- **About this exercise**: Your task is to transcribe, without alteration, the lines from the top of the material below through the line bearing "if (unfilledDeposits.length >", inclusive.

- **Extracted material**:
▶
PR #302, opened 2022-09-14
improve(relayer): Move follow distance logic to Relayer

nicholaspai:
This PR was motivated by a finding that the Relayer was submitting duplicate partial fills because it could not see its own fills due to the follow distance applied to ALL events in the SpokePoolClient.

This PR (1) applies the follow distance only to Deposit events and (2) isolates the logic to the Relayer bot so other bots are not affected

### DIFF
--- a/src/relayer/Relayer.ts
+++ b/src/relayer/Relayer.ts
@@ -35,10 +35,19 @@ export class Relayer {
     // Fetch all unfilled deposits, order by total earnable fee.
     // TODO: Note this does not consider the price of the token which will be added once the profitability module is
     // added to this bot.
-    const unfilledDeposits = getUnfilledDeposits(this.clients.spokePoolClients, this.maxUnfilledDepositLookBack).sort(
-      (a, b) =>
+
+    // Require that all fillable deposits meet the minimum specified number of confirmations.
+    const unfilledDeposits = getUnfilledDeposits(this.clients.spokePoolClients, this.maxUnfilledDepositLookBack)
+      .filter((x) => {
+        return (
+          x.deposit.originBlockNumber <=
+            this.clients.spokePoolClients[x.deposit.originChainId].latestBlockNumber -
+              this.config.minDepositConfirmations[x.deposit.originChainId] ?? 0
+        );
+      })
+      .sort((a, b) =>
         a.unfilledAmount.mul(a.deposit.relayerFeePct).lt(b.unfilledAmount.mul(b.deposit.relayerFeePct)) ? 1 : -1
-    );
+      );
     if (unfilledDeposits.length > 0) {
       this.logger.debug({ at: "Relayer", message: "Unfilled deposits found", number: unfilledDeposits.length });
     } else {
--- a/src/relayer/Relayer.ts
+++ b/src/relayer/Relayer.ts
@@ -42,7 +42,7 @@ export class Relayer {
         return (
           x.deposit.originBlockNumber <=
           this.clients.spokePoolClients[x.deposit.originChainId].latestBlockNumber -
-            (this.config.minDepositConfirmations[x.deposit.originChainId] ?? 0)
+            this.config.minDepositConfirmations[x.deposit.originChainId]
         );
       })
       .sort((a, b) =>
--- a/src/relayer/Relayer.ts
+++ b/src/relayer/Relayer.ts
@@ -41,8 +41,8 @@ export class Relayer {
       .filter((x) => {
         return (
           x.deposit.originBlockNumber <=
-            this.clients.spokePoolClients[x.deposit.originChainId].latestBlockNumber -
-              this.config.minDepositConfirmations[x.deposit.originChainId] ?? 0
+          this.clients.spokePoolClients[x.deposit.originChainId].latestBlockNumber -
+            (this.config.minDepositConfirmations[x.deposit.originChainId] ?? 0)
         );
       })
       .sort((a, b) =>
--- a/test/utils/utils.ts
+++ b/test/utils/utils.ts
@@ -18,6 +18,8 @@ import { buildRelayerRefundTree, toBN, toBNWei, utf8ToHex } from "../../src/util
 import winston from "winston";
 import sinon from "sinon";
 import chai from "chai";
+import chaiExclude from "chai-exclude";
+chai.use(chaiExclude);
 export { winston, sinon };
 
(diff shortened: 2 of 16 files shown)


src/relayer/Relayer.ts
```diff
@@ -35,10 +35,19 @@ export class Relayer {
...
     // TODO: Note this does not consider the price of the token which will be added once the profitability module is
     // added to this bot.
-    const unfilledDeposits = getUnfilledDeposits(this.clients.spokePoolClients, this.maxUnfilledDepositLookBack).sort(
-      (a, b) =>
+
+    // Require that all fillable deposits meet the minimum specified number of confirmations.
+    const unfilledDeposits = getUnfilledDeposits(this.clients.spokePoolClients, this.maxUnfilledDepositLookBack)
+      .filter((x) => {
+        return (
+          x.deposit.originBlockNumber <=
```
kevinuma, line 43: This doesn't take into account speedups right? I wonder if there's any edge case there.

nicholaspai: so the spokepool client will see the speedup and apply it to the deposit, right?

kevinuma: Yes I was thinking of the case of forks where the speed up event gets undone. This would basically proceed with a relay using the sped up data, which means higher fee. This is fine IMO but just wanted to double check.

test/utils/utils.ts
```diff
@@ -18,6 +18,8 @@ import { buildRelayerRefundTree, toBN, toBNWei, utf8ToHex } from "../../src/util
 import winston from "winston";
 import sinon from "sinon";
 import chai from "chai";
+import chaiExclude from "chai-exclude";
+chai.use(chaiExclude);
```
kevinuma, line 22: What is this for?

nicholaspai: I had to change the type of the `Deposit ==> DepositWithBlock` to be able to synchronously read a deposit's `blockNumber` and `originBlockNumber` but the tests don't gracefully handle these new props. I am using `chaiExclude` to easily ignore those keys in the `DepositWithBlock` comparison, see the test changes in `Relayer.UnfilledDeposits.ts`

src/relayer/Relayer.ts
```diff
@@ -35,10 +35,19 @@ export class Relayer {
...
+          this.clients.spokePoolClients[x.deposit.originChainId].latestBlockNumber -
+            (this.config.minDepositConfirmations[x.deposit.originChainId] ?? 0)
```
pxrl, line 45: Just to confirm, is it correct that the fallback to 0 is only required to make the tests work?

pxrl (commented):
Other than one small question, I think there might be some additional code to clean up in test/Monitor.ts. I think it should be as simple as removing lines 73 and 88 in the file linked below. It's not required at all for that to happen as part of this PR; we should just make sure not to leave it hanging around.

https://github.com/across-protocol/relayer-v2/commit/67ce2ddf3f6bfbc59f94ca4eddc33330589fed14#diff-181c41b36b4d5e7f7dbc26851f1dd1f79ef1695cd83bf6bc41776498bf1a8de6

src/relayer/Relayer.ts
nicholaspai: well if the `minDepositConfirmations` for a chain isn't set it might fail since subtracting `undefined` could be an issue?

nicholaspai:
> Other than one small question, I think there might be some additional code to clean up in test/Monitor.ts. I think it should be as simple as removing lines 73 and 88 in the file linked below. It's not required at all for that to happen as part of this PR; we should just make sure not to leave it hanging around.
> 
> [67ce2dd#diff-181c41b36b4d5e7f7dbc26851f1dd1f79ef1695cd83bf6bc41776498bf1a8de6](https://github.com/across-protocol/relayer-v2/commit/67ce2ddf3f6bfbc59f94ca4eddc33330589fed14#diff-181c41b36b4d5e7f7dbc26851f1dd1f79ef1695cd83bf6bc41776498bf1a8de6)

Great catch paul! removed

src/relayer/Relayer.ts
pxrl: I _think_ we should be protected against an undefined minDepositConfirmations in normal scenarios, because we assert() on their existence when reading in the configuration: https://github.com/across-protocol/relayer-v2/pull/302/files#diff-cfd7a6f4fb96bcb633a6a603efa2cc1ac9fe6879bfafdef1c3a935be188e27db

The justification for this is that a user might define an alternative configuration for themselves, and then we add a new chain, and their environment suddenly silently doesn't handle that. I tried to remove this fallback to 0 previously, but found that it created issues in Dataworker tests (...and I remember being confused as to why this should impact the Dataworker!).

I think it'd be nice to remove the implicit fallback here (or at least revert to a default value from Constants). It's not necessarily a part of this change, though :)

kevinuma (approved):

src/relayer/Relayer.ts
mrice32: We could also verify this when ingesting the env variable rather than doing it here.

mrice32 (approved):
LGTM once @pxrl's comment thread is resolved!

src/relayer/Relayer.ts
nicholaspai: I think the fallback to 0 is useful though in this exact situation, right?

> a user might define an alternative configuration for themselves, and then we add a new chain, and their environment suddenly silently doesn't handle that.

pxrl: > I think the fallback to 0 is useful though in this exact situation, right?

My preference is to just fail hard and fast if we detect this situation, and that's how it currently works. If we decided to allow for a silent fallback, I'd opt for falling back to our own internal default for the specific chain, rather than 0.

So, this is a bit of an academic discussion, since we _should_ never encounter this behaviour in practice given the current strictness of the config validation. I just wanted to take the opportunity to discuss potentially removing/adjusting this fallback as well, which would imply that we need to introduce minDepositConfirmations support in our tests. I looked at this briefly but was seeing test chain IDs and never found where they were defined.

pxrl (approved):
Ship it!

src/relayer/Relayer.ts
nicholaspai: I've removed the fallback and fixed tests :)

PR #303, opened 2022-09-14
improve(dataworker): Output token symbol in dataworker's leaf execution logs

kevinuma:
Current log requires more work to understand which token is involved:

1-4. Executed RelayerRefundLeaf :herb:!: rootBundleId: 384
relayerRefundRoot: 0x1c4d6a3e3bc7fc3fc1f9e7d71333333a7673cb41892f098d24b7aa647bd4eeb4
Leaf: 16
chainId: 42161
token: 0xFF970A61A04b1cA14834A43f5dE4533eBDDB5CC8
amount: 908438221
tx: [0x9dc...edff4e](https://arbiscan.io/tx/0x9dc7bdb229c9907ff4f749dac789c41b52cae4a527a6114da85a12734dedff4e)

This PR would make it easier by printing out the token symbol instead of address.

### DIFF
--- a/src/dataworker/Dataworker.ts
+++ b/src/dataworker/Dataworker.ts
@@ -7,6 +7,7 @@ import {
   MerkleTree,
   toBN,
   sortEventsAscending,
+  getNetworkName,
 } from "../utils";
 import { toBNWei, getFillsInRange, ZERO_ADDRESS } from "../utils";
 import { DepositWithBlock, FillsToRefund, FillWithBlock, UnfilledDeposit } from "../interfaces";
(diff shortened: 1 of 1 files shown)


src/dataworker/Dataworker.ts
```diff
@@ -1194,10 +1198,13 @@ export class Dataworker {
...
 
           fundedLeaves.forEach((leaf) => {
+            const l1TokenInfo = this.clients.hubPoolClient.getL1TokenInfoForL2Token(leaf.l2TokenAddress, chainId);
+            const networkName = getNetworkName(chainId);
+
             const mrkdwn = `rootBundleId: ${rootBundleRelay.rootBundleId}\nrelayerRefundRoot: ${
               rootBundleRelay.relayerRefundRoot
-            }\nLeaf: ${leaf.leafId}\nchainId: ${chainId}\ntoken: ${
-              leaf.l2TokenAddress
+            }\nLeaf: ${leaf.leafId}\nnetwork: ${networkName}(${chainId})\ntoken: ${
```
nicholaspai, line 1206: nit: do we need both network name and chainId? I think chain ID is pretty easy to understand, right? Network name adds unneccessary verbosity

nicholaspai (approved):
LGTM but I don't agree with adding chain name, i think everyone knows which chain IDs correspnd to which networks

src/dataworker/Dataworker.ts
kevinuma: I undid the network name change. It's only doing token symbol now.

mrice32 (approved):
+1!

PR #304, opened 2022-09-16
feat(relayer): Improve log for invalid fills and always log them

nicholaspai:
The motivation for this is:

1) We should reduce number of configuration variables where possible
2) The specific "invalid fills found" log can be summarized by grouping invalid fills per relayer rather than logging once per invalid fill found
3) I believe we should always log invalid fills found. If this gets super noisy as number of external relayers goes up we can look into changing this logic, but for now we should be aware of invalid fills sent

I think 3 is most contentious point, open to suggestions!


kevinuma (approved):

mrice32 (approved):
I agree! I think invalid fills should be almost non existent if everything is working properly, so having a notification about it, even if noisy is good.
◀
- **Answer to the exercise**:
PR #302, opened 2022-09-14
improve(relayer): Move follow distance logic to Relayer

nicholaspai:
This PR was motivated by a finding that the Relayer was submitting duplicate partial fills because it could not see its own fills due to the follow distance applied to ALL events in the SpokePoolClient.

This PR (1) applies the follow distance only to Deposit events and (2) isolates the logic to the Relayer bot so other bots are not affected

### DIFF
--- a/src/relayer/Relayer.ts
+++ b/src/relayer/Relayer.ts
@@ -35,10 +35,19 @@ export class Relayer {
     // Fetch all unfilled deposits, order by total earnable fee.
     // TODO: Note this does not consider the price of the token which will be added once the profitability module is
     // added to this bot.
-    const unfilledDeposits = getUnfilledDeposits(this.clients.spokePoolClients, this.maxUnfilledDepositLookBack).sort(
-      (a, b) =>
+
+    // Require that all fillable deposits meet the minimum specified number of confirmations.
+    const unfilledDeposits = getUnfilledDeposits(this.clients.spokePoolClients, this.maxUnfilledDepositLookBack)
+      .filter((x) => {
+        return (
+          x.deposit.originBlockNumber <=
+            this.clients.spokePoolClients[x.deposit.originChainId].latestBlockNumber -
+              this.config.minDepositConfirmations[x.deposit.originChainId] ?? 0
+        );
+      })
+      .sort((a, b) =>
         a.unfilledAmount.mul(a.deposit.relayerFeePct).lt(b.unfilledAmount.mul(b.deposit.relayerFeePct)) ? 1 : -1
-    );
+      );
     if (unfilledDeposits.length > 0) {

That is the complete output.